In order to compare the validity of sponsor-submitted results posted on ClinicalTrials.gov with corresponding information on Drugs@FDA, researchers Lisa Schwartz and Steven Woloshin from The Dartmouth Institute for Health Policy and Clinical Practice, collaborated with researchers from the U.S. National Library of Medicine (NLM).
Woloshin, MD, Professor, Medicine and Community & Family Medicine, Dartmouth Institute, told us that “Recent studies attempting to validate posted results by comparing them to corresponding peer reviewed medical journal publications suggest that discrepancies are relatively common.”
However, in their research, Woloshin explained they tried to validate posted results against “an arguably better gold standard.”
According to Woloshin, this standard, the drug approval packages from the FDA, which includes the medical and statistical reviews posted on the email@example.com website, has several advantages over peer reviewed publications.
Mainly, unlike medical journal editors and peer reviewers, the FDA has access to the individual participant data from the trials.
“This means FDA can see all the trials and all the outcomes (avoiding selective publication) and it means FDA can independently reanalyze according to what they believe to be the best statistical practices (data can be analyzed in many ways - and different decisions, for example, how to account for missing data, can yield very different results),” said Woloshin.
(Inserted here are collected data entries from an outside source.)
Issue #452, opened 2023-07-19
Implement the translation backend


halgari:
# Improvement

## Currently 
We have no defined way of implementing localization/internationalization

## We want
A standard framework for implementing these so we can start implementing it in the app and rework previously written code to use it. 

Based on previous discussions we will need:
* Support for `.axaml` file translations
* Support for formatted strings in C# code
* Translations should be pulled from translation resource files (to conform with industry standards)

We will not need:
* Exception name/contents translation
* Log translation (including our high performance logging code)

## Design
See (https://github.com/Nexus-Mods/NexusMods.App/issues/330) and use the approaches there to develop the framework, nothing more, for translation.

PR #587, opened 2023-08-30
Implemented localization support throughout the app

### LINKED ISSUE #453: Implement localization/internationalization throughout the app
# Improvement

## Currently
After (#452) we have the tools we need to implement localization/internationalization throughout the app. Next step is to convert old code. 

## We want
Every UI text element, and every UI facing message needs to be abstracted to go through the translation code. 

What does not need to support translation:
* Game names
* Log messages
* Exceptions
* Class names

We *do not* intend to translate any of this on our own, simply abstract these strings into the resource files. Someone else can translate as they find the need.

Al12rs:
closes #453

- Implemented translations for relevant strings in the app using backed implemented with #452
- Localized strings should update themselves live on language change for the most part, or close enough in some cases. 
- I did not test live updating as we discussed it wasn't a hard requirement.
- Added a way to create avalonia bindings in code for localized strings and added documentation for that use case.
- Added rough but serviceable Italian translation, which I used to test the if translations were working.
- Reduced some of the flakyness of Localization tests by making them sequential and resetting the locale to English after each test.
- The ui related localization test are still flaky due to accessing ui from wrong thread or something.
- Fixed a DownloadTaskViewModel test that didn't work after the localization changes due to there being an additional Poll() call in the viewModel constructor now.

I tried finding all of the string, but I might have missed some.


halgari:
This is a lot of mind-numbing work. Thanks for cranking through all this code.

PR #594, opened 2023-08-31
More Skyrim docs fixes

JonathanFeenstra:
* Change SSEEdit to TES5Edit in LE docs
* Fix local appdata path in SE docs
* Use USSEP as example instead of LE-version in SE docs


Sewer56 (approved):
LGTM, I'll let someone else look before merging.

halgari (approved):

PR #599, opened 2023-09-04
Update docs regarding translation live updates.

Al12rs:


Al12rs:
This is no longer true as for decision to move to static localization: #601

The researchers were “pleasantly surprised” at how close primary outcome information in ClinicalTrials.gov posts were to the FDA review materials. Yet, Woloshin noted that it’s important to be clear that "primary outcomes" mean those outcomes that are the main focus of the trial, “but these are not necessarily the most important outcomes,” he added.
For example, companies may designate number of pounds lost in a weight loss trial as primary, but the percent of people who lose a meaningful amount of weight, which might be a secondary outcome, “is arguably much more important,” explained Woloshin.
Ultimately, according to the researchers, the takeaway is that ClinicalTrials.gov and FDA reviews serve different purposes.
Specifically, Woloshin explained that ClinicalTrials.gov is meant to provide a complete reporting of all summary data as planned in the study protocols, while FDA reviews provide FDA's take: “independent, expert assessment of the evidence as analyzed for the purposes of regulatory decision making,” added Woloshin.
The researchers concluded that even if the numbers reported on ClinicalTrials.gov were accurate, there would still be question surrounding trial design, conduct, or analysis – which could affected trial result conclusions assessed in Drugs@FDA.
“For example, reviewers may have raised questions about the appropriateness of an active comparator used (or its dose) or about unvalidated outcome measures,” the researchers said.
“These sources are complementary,” added Woloshin. “ClinicalTrials gives ‘all the data,’ FDA gives context for interpreting the evidence.”
Moving forward, the researchers believe that all sponsors can be much clearer about which secondary outcomes are pre-specified and which were exploratory. “Data discrepancies varied some across companies,” said Woloshin, but “all companies can work hard to make sure their information is accurate and complete.”